Le gouvernement prévoit la généralisation d’un dépistage ciblé du cancer du poumon d’ici 2030
Le gouvernement prévoit d’étendre à l’ensemble du territoire, d’ici 2030, un dépistage du cancer du poumon reposant sur une sélection des personnes à risque. Cette stratégie vise à améliorer la détection précoce de cette maladie particulièrement meurtrière.
Tl;dr
- Dépistage ciblé du cancer du poumon dès mars 2026.
- 20 000 volontaires recrutés, généralisation prévue d’ici 2030.
- Scanner thoracique à basse dose pour détecter précocement.
Un tournant dans la lutte contre le cancer du poumon
La France fait face à une réalité préoccupante : le cancer du poumon, responsable de quelque 30 400 décès chaque année selon la Ligue contre le cancer, demeure la tumeur maligne la plus meurtrière du pays.
Chaque année, plusieurs dizaines de milliers de nouveaux cas sont diagnostiqués, et trop souvent à un stade avancé, limitant drastiquement les possibilités thérapeutiques. Or, c’est justement cette course contre le temps que les autorités souhaitent accélérer.
Vers un dépistage élargi et précoce
À l’occasion de la Journée mondiale contre le cancer, la ministre de la Santé, Stéphanie Rist, a annoncé sur franceinfo une nouvelle impulsion dans la politique de prévention. Dès mars 2026, plus de 20 000 personnes seront recrutées dans le cadre d’un projet pilote inédit, porté par le programme IMPULSION sous la houlette de l’AP-HP et des Hospices Civils de Lyon.

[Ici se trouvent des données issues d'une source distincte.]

PR #2926, opened 2019-06-30
Remove macro in FunctionK.lift implementation

smarter:
Instead, use the trick proposed by Alex in
https://github.com/typelevel/cats/issues/2553#issuecomment-493633214,
this is perhaps not ideal but it seems simpler than maintaining two
separate source files for Scala 2 and Dotty, just for this one function.
Additionally, since Dotty is able to call into non-macro methods in
Scala 2 dependencies, this makes FunctionK.lift usable from
Dotty without cats havin to publish Dotty artifacts.

Co-authored-by: Alexander Konovalov <alex.knvl@gmail.com>

### DIFF
--- a/build.sbt
+++ b/build.sbt
@@ -398,7 +398,10 @@ def mimaSettings(moduleName: String) =
           exclude[IncompatibleMethTypeProblem]("cats.arrow.FunctionKMacros.lift"),
           exclude[MissingTypesProblem]("cats.arrow.FunctionKMacros$"),
           exclude[IncompatibleMethTypeProblem]("cats.arrow.FunctionKMacros#Lifter.this"),
-          exclude[IncompatibleResultTypeProblem]("cats.arrow.FunctionKMacros#Lifter.c")
+          exclude[IncompatibleResultTypeProblem]("cats.arrow.FunctionKMacros#Lifter.c"),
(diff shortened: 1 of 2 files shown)


smarter:
Looks like there's no way to avoid at least regressing on type inference with any of the proposed approach, so I think we'll have to go with split sources.

kailuowang:
Just curious is the type inference regression also happens on 2.13?

smarter:
Yup, same thing:
```scala
error] /home/smarter/opt/cats/tests/src/test/scala/cats/tests/FunctionKSuite.scala:88:46: no type parameters for method lift: (f: F[cats.arrow.FunctionK.τ[F,G]] => G[cats.arrow.FunctionK.τ[F,G]])cats.arrow.FunctionK[F,G] exist so that it can be applied to arguments (Option[Nothing] => List[Nothing])
[error]  --- because ---
[error] argument expression's type is not compatible with formal parameter type;
[error]  found   : Option[Nothing] => List[Nothing]
[error]  required: ?F[cats.arrow.FunctionK.τ[?F,?G]] => ?G[cats.arrow.FunctionK.τ[?F,?G]]
[error]     val fOptionToList = cats.arrow.FunctionK.lift(optionToList _)
[error]                                              ^
```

Cette initiative doit servir de tremplin à un dépistage généralisé « d’ici à 2030 », ambitionnant une réduction significative – jusqu’à un quart – des cancers dits « évitables », conformément à la feuille de route publiée par l’Institut national du cancer (Inca).
Qui pourra se faire dépister ?
La sélection des volontaires s’opérera selon des critères précis :
- Avoir entre 50 et 74 ans ;
- Avoir fumé au moins 20 paquets-années et arrêté depuis moins de 15 ans ;
Comme l’a rappelé l’AP-HP, les femmes présentant certains antécédents ne pourront toutefois pas participer à ce programme.
L’innovation au service du diagnostic précoce
Le recours au scanner thoracique à basse dose, loin d’être anodin, est au cœur de ce dispositif. Plus rapide et moins invasif qu’un scanner conventionnel, il expose le patient à une quantité moindre de rayons X tout en permettant d’identifier très tôt d’éventuelles tumeurs débutantes. Plusieurs études convergent : cette technologie pourrait réduire jusqu’à 25 % le risque de décès chez les personnes à risque.
Aujourd’hui encore, deux grandes circonstances amènent au diagnostic : soit une découverte fortuite lors d’un examen radiologique sans lien direct avec des symptômes pulmonaires, soit l’apparition de signes respiratoires tardifs comme une toux persistante ou sanglante, un essoufflement inexpliqué ou des douleurs thoraciques. L’enjeu est donc immense : détecter avant même que ces signaux d’alerte ne surviennent.
En donnant ainsi un nouvel élan à la prévention par le dépistage ciblé, les autorités sanitaires espèrent bouleverser durablement le pronostic du cancer du poumon en France – et offrir aux patients les meilleures chances possibles.